1. Ability to sync every body not only with each other as you can do now, but also within 1/1000th of a second of the official atomic clock.
2. Two shutter buttons. The second one could be programmed separately. Think of how useful, in fact not merely useful but essential, this would be in the moment, when the quick turns of shutter speed, ISO, and/or aperture dials, quality, drive mode, and even custom settings, are much too slow and error-prone.

These two priceless features would literally save the world for working photographers like me.


----------



## pedro (Dec 15, 2015)

ahsanford said:


> More like "And we wait for the sleeping giant _that is holding up my future 5D4 in traffic._"
> 
> I'll never buy a gripped rig and I don't need a $7k camera. But I won't see a 5D4 until this monster is unleashed, so get on with it, Canon.
> 
> - A



*+1*


----------



## Warrenl (Dec 15, 2015)

I would like to see:

1. Backlit buttons
2. Built in WiFi
3. Higher usable ISO & better low ISO DR
4. More MPix


----------



## PureClassA (Dec 15, 2015)

Saw the D5 pics. Meh. I still can't ever get used to the circular eye piece LOL. I know it sounds petty, but it's those little things that get me sometimes. I am however anxious to see what sort of AF points these rumored 153 from Nikon claim to be. It "sounds" lovely, but how well do they work? Did Nikon actually produce a reliable AF system to compete with a Canon flagship? Or did they just throw more inferior Nikon AF points on the screen to compensate somewhat?

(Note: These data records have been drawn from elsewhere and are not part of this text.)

PR #213, opened 2021-02-16
TH-1006: Show super event date in event hero if exists

melniiv:


src/domain/course/CoursePageContainer.tsx
```diff
@@ -55,7 +81,11 @@ const CoursePageContainer: React.FC = () => {
                 <EventClosedHero />
               ) : (
                 <>
-                  <EventHero event={course} eventType="course" />
+                  <EventHero
+                    event={course}
+                    superEvent={superEvent?.courseDetails}
```
nenonja, line 86: I was thinking that what if we would pass superEventId to the `EventHero` and doing query inside the EventHero? So we would avoid duplicate code in `CoursePageContainer` and `EventPageContainer`. Another option to avoid duplicate code is to make custom hook for loading superEvent and use it in both files.

src/domain/event/eventHero/EventHero.tsx
```diff
@@ -79,6 +80,9 @@ const EventHero: React.FC<Props> = ({ event, eventType }) => {
     }
   }, [imageUrl]);
 
+  const superEventStartTime = superEvent ? superEvent.startTime : startTime;
```
nenonja, line 83: `superEventStartTime` might be a misleading name as it is not necessary super event start time. Perhaps rename `startTime` to `eventStartTime` and use:
 `const startTime = superEvent ? superEvent.startTime : eventStartTime;`

src/domain/event/eventHero/EventHero.tsx
```diff
@@ -111,10 +115,11 @@ const EventHero: React.FC<Props> = ({ event, eventType }) => {
                 <div className={styles.description}>{shortDescription}</div>
               )}
               <Visible above="sm" className={styles.date}>
-                {!!startTime &&
+                {superEvent !== undefined &&
```
nenonja, line 118: I didnt test but quickly it looks like that not any date range is shown when superevent is not defined? Shouldnt it default the to the event time then?

nenonja: Also it seems that no test goes red because of this. There should be a two tests on EventHero with and without the superEvent and both checks that the value of dateRange is correct

nenonja (changes requested):
I left some comments, also I think that shouldnt this feature be branched from `master` instead of `events-helsinki-2`? I think this is wanted to the production before 2.0.
If it's so, basically this feature could be done in two pr:s, first on master and then another in events-helsinki-2 taht adds the super event date to the coursePage.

I still think Canon lets Nikon have it's 15 minutes of fame with the D5 and then proceed to steal the entire show from there forward.


----------



## Greatland (Dec 15, 2015)

helpful said:


> "Small" but killer features that I would like to see:
> 
> 1. Ability to sync every body not only with each other as you can do now, but also within 1/1000th of a second of the official atomic clock.
> 2. Two shutter buttons. The second one could be programmed separately. Think of how useful, in fact not merely useful but essential, this would be in the moment, when the quick turns of shutter speed, ISO, and/or aperture dials, quality, drive mode, and even custom settings, are much too slow and error-prone.
> ...


You just want to make it too easy!


----------



## takesome1 (Dec 15, 2015)

If it doesn't come soon and have massive improvements Canon just as well get the bankruptcy attorneys on hand.
All the Canon loyalist will be leaving like rats jumping off of a burning ship.

or...

So say the trolls that live under the bridge.


----------



## MrToes (Dec 15, 2015)

All we need for Christmas is... 5 stops more DR with less noise in the shadows, 400K ISO, 3 more frames per second, 2 less grand and a single leaked photo?


----------



## mackguyver (Dec 15, 2015)

If they add a few more MPs, anti-flicker, and (in a perfect world) shave some weight off the 1D X, I'll be all set. Better high ISO, DR, and such would be gravy, but the 1D X is still damned-near perfect to me.


----------



## catfish252 (Dec 15, 2015)

Warrenl said:


> I would like to see:
> 
> 1. Backlit buttons
> 2. Built in WiFi
> ...



I never thought about back lit buttons but that is a tremendous idea - I would love to have that feature Thank you.


----------



## wockawocka (Dec 15, 2015)

It's exciting to see a new 1D body on the horizon, hopefully closely followed by a 5D4.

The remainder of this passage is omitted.